▸ **WHAT YOU NEED TO DO**: Nothing should be output except the lines from the top of the material below through the line that contains "This pull request", each exactly as written.

▸ **DATASET ENTRIES**:
PR #14465, opened 2026-04-09
[6.x] Fix visible he-tree accessibility text in tree view

### LINKED ISSUE #14463: Unexpected message on Tree view in Collection following 6.12
### Bug description

When in tree view for a site with 6.12, a message appears at the bottom of the tree:

Image

Downgrading to 6.11 does not have this message appear.

### How to reproduce

1. Install Statamic 6.12
2. Go to the Pages collection, in Tree view

### Logs

```shell

```

### Environment

```yaml
Environment
Laravel Version: 13.4.0
PHP Version: 8.4.19
Composer Version: 2.9.5
Environment: local
Debug Mode: ENABLED
Maintenance Mode: OFF
Timezone: UTC
Locale: en

Cache
Config: NOT CACHED
Events: NOT CACHED
Routes: NOT CACHED
Views: CACHED

Drivers
Broadcasting: log
Cache: file
Database: sqlite
Logs: stack / single
Mail: log
Queue: sync
Session: file

Storage
public/storage: NOT LINKED

Statamic
Addons: 0
Sites: 1
Static Caching: Disabled
Version: 6.12.0 PRO
```

### Installation

### Additional details

_No response_

duncanmcclean:
This pull request fixes an issue where the `@he-tree/vue` tree component displays a visible "Use arrow keys to navigate..." message at the bottom of the tree view.

This was happening because `@he-tree/vue` v2.10.2 added accessibility features (screen-reader-only elements) that rely on a `.he-tree-sr-only` CSS class defined in the library's own stylesheet. Since Statamic doesn't import that stylesheet, the elements were rendered visibly.

This PR fixes it by adding the `.he-tree-sr-only` styles to Statamic's page tree CSS. It also overrides the library's hardcoded `ariaInstructions` text with a translatable string.

---

Fixes #14463
Caused by #14459

### DIFF
--- a/resources/js/components/structures/PageTree.vue
+++ b/resources/js/components/structures/PageTree.vue
@@ -150,6 +150,16 @@ export default {
             this.getPages();
         },
 
+        loading(loading) {
+            if (!loading) {
+                this.$nextTick(() => {
+                    if (this.$refs.tree) {
+                        this.$refs.tree.ariaInstructions = __('Use arrow keys to navigate. Alt plus arrow keys to reorder.');
+                    }
+                });
+            }
+        },
+
         collapsedState: {
             deep: true,
             handler(state) {
--- a/resources/js/components/structures/PageTree.vue
+++ b/resources/js/components/structures/PageTree.vue
@@ -154,7 +154,7 @@ export default {
             if (!loading) {
                 this.$nextTick(() => {
                     if (this.$refs.tree) {
-                        this.$refs.tree.ariaInstructions = __('Use arrow keys to navigate. Alt plus arrow keys to reorder.');
+                        this.$refs.tree.ariaInstructions = __('messages.tree_aria_instructions');
                     }
                 });
             }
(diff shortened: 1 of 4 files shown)


resources/js/components/structures/PageTree.vue
```diff
@@ -149,6 +150,16 @@ export default {
             this.getPages();
         },
 
+        loading(loading) {
+            if (!loading) {
+                this.$nextTick(() => {
+                    if (this.$refs.tree) {
+                        this.$refs.tree.ariaInstructions = __('Use arrow keys to navigate. Alt plus arrow keys to reorder.');
```
jasonvarga: Use a messages key.

jasonvarga (changes requested):

jasonvarga:
This needed to be applied to the nav tree too. It was being hidden with css, but the text was still hardcoded in English.

If the package allowed passing the instructions as a prop like they do with label, we could get rid of that logic. I opened an issue: https://github.com/phphe/he-tree/issues/165

jasonvarga (approved):

PR #14467, opened 2026-04-09
[6.x] Fix Bard arrow keys/undo

### LINKED ISSUE #13806: Arrow keys / Undo not working in Bard Fields
### Bug description

I'm noticing several issues with Bard field types in Statamic 6.1. It stops responding to arrow keys and undo/redo.

Here's what I've seen. Sometimes, when using the arrow keys to move around text, they completely stop working.  I've also seen similar issues with undo, where it doesn't respond or requires multiple keystrokes to perform a single undo command.

### How to reproduce

Create an Entry with a Bard field and sets. When you're writing content, notice that the arrow keys and undo work as expected. Undo will erase multiple words at once, and the arrow keys will move character by character, which is the expected behavior.

However, as soon as you add a Set to Bard, the arrow keys will completely stop working, and undo starts behaving erratically. It'll take multiple taps of ctrl + z, to undo a single character, instead of how it should normally function.

Edit: Updated the original post to clarify the remaining issues.

### Logs

```shell

```

### Environment

```yaml
Environment
Application Name: 
Laravel Version: 12.49.0
PHP Version: 8.3.22
Composer Version: 2.8.9
Environment: local
Debug Mode: ENABLED
Maintenance Mode: OFF
Timezone: UTC
Locale: en

Cache
Config: NOT CACHED
Events: NOT CACHED
Routes: NOT CACHED
Views: CACHED

Drivers
Broadcasting: log
Cache: file
Database: mysql
Logs: stack / single
Mail: postmark
Queue: sync
Session: database

Storage
public/storage: NOT LINKED

Livewire
Livewire: v3.7.6

Statamic
Addons: 1
Stache Watcher: Enabled
Static Caching: Disabled
Version: 6.1.0 PRO

Statamic Addons

Statamic Eloquent Driver
Addon Settings: file
Asset Containers: file
Assets: file
Blueprints: eloquent
Collection Trees: file
Collections: eloquent
Entries: eloquent
Fieldsets: file
Form Submissions: file
Forms: eloquent
Global Sets: eloquent
Global Variables: file
Navigation Trees: file
Navigations: eloquent
Revisions: eloquent
Sites: file
Taxonomies: eloquent
Terms: eloquent
Tokens: file
```

### Installation

Existing Laravel app

### Additional details

_No response_

jackmcdade:
SetPicker was binding global arrow/enter handlers but never cleaned them up if the component was unmounted while open (which happens in Bard after inserting a set).

Closes #13806.

### DIFF
--- a/resources/js/components/fieldtypes/bard/Set.vue
+++ b/resources/js/components/fieldtypes/bard/Set.vue
@@ -349,7 +349,6 @@ export default {
             () => data_get(this.publishContainer.values.value, this.fieldPathPrefix),
             (values) => {
 				if (! values) return;
-                if (JSON.stringify(values) === JSON.stringify(this.node.attrs.values)) return;
 
                 this.updateAttributes({ values });
             },
--- a/resources/js/components/fieldtypes/bard/Set.vue
+++ b/resources/js/components/fieldtypes/bard/Set.vue
@@ -349,6 +349,7 @@ export default {
             () => data_get(this.publishContainer.values.value, this.fieldPathPrefix),
             (values) => {
 				if (! values) return;
+                if (JSON.stringify(values) === JSON.stringify(this.node.attrs.values)) return;
 
                 this.updateAttributes({ values });
             },
--- a/resources/js/components/fieldtypes/replicator/SetPicker.vue
+++ b/resources/js/components/fieldtypes/replicator/SetPicker.vue
@@ -495,5 +495,9 @@ export default {
                 .map((result) => result.obj);
         }
     },
+
+    beforeUnmount() {
+        this.unbindKeys();
+    },
 };
 </script>


resources/js/components/fieldtypes/bard/Set.vue
```diff
@@ -350,6 +349,7 @@ export default {
             () => data_get(this.publishContainer.values.value, this.fieldPathPrefix),
             (values) => {
 				if (! values) return;
+                if (JSON.stringify(values) === JSON.stringify(this.node.attrs.values)) return;
```
jasonvarga: What does this have to do with key bindings?

jasonvarga (changes requested):

resources/js/components/fieldtypes/bard/Set.vue
jackmcdade: Nothing directly — it’s an optional guard to skip a no-op updateAttributes call, preventing redundant ProseMirror transactions when set values didn’t actually change. Apparently fewer redundant transactions can reduce weird editor side effects like the undo/history churn. 

We can remove it and probably be fine.

hivokas:
@jackmcdade @jasonvarga Thanks for looking into this issue. We've updated Statamic to v6.13, and unfortunately it doesn't seem to fix the issue. The more sets you add to the Bard, the more Command+Z's are needed to undo the change.

resources/js/components/fieldtypes/bard/Set.vue
jackmcdade: Turns out we needed this. 🫠

jasonvarga: a-man-in-a-blue-shirt-sits-in-a-chair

▸ **SOLUTION FOR THIS TASK**:
PR #14465, opened 2026-04-09
[6.x] Fix visible he-tree accessibility text in tree view

### LINKED ISSUE #14463: Unexpected message on Tree view in Collection following 6.12
### Bug description

When in tree view for a site with 6.12, a message appears at the bottom of the tree:

Image

Downgrading to 6.11 does not have this message appear.

### How to reproduce

1. Install Statamic 6.12
2. Go to the Pages collection, in Tree view

### Logs

```shell

```

### Environment

```yaml
Environment
Laravel Version: 13.4.0
PHP Version: 8.4.19
Composer Version: 2.9.5
Environment: local
Debug Mode: ENABLED
Maintenance Mode: OFF
Timezone: UTC
Locale: en

Cache
Config: NOT CACHED
Events: NOT CACHED
Routes: NOT CACHED
Views: CACHED

Drivers
Broadcasting: log
Cache: file
Database: sqlite
Logs: stack / single
Mail: log
Queue: sync
Session: file

Storage
public/storage: NOT LINKED

Statamic
Addons: 0
Sites: 1
Static Caching: Disabled
Version: 6.12.0 PRO
```

### Installation

### Additional details

_No response_

duncanmcclean:
This pull request fixes an issue where the `@he-tree/vue` tree component displays a visible "Use arrow keys to navigate..." message at the bottom of the tree view.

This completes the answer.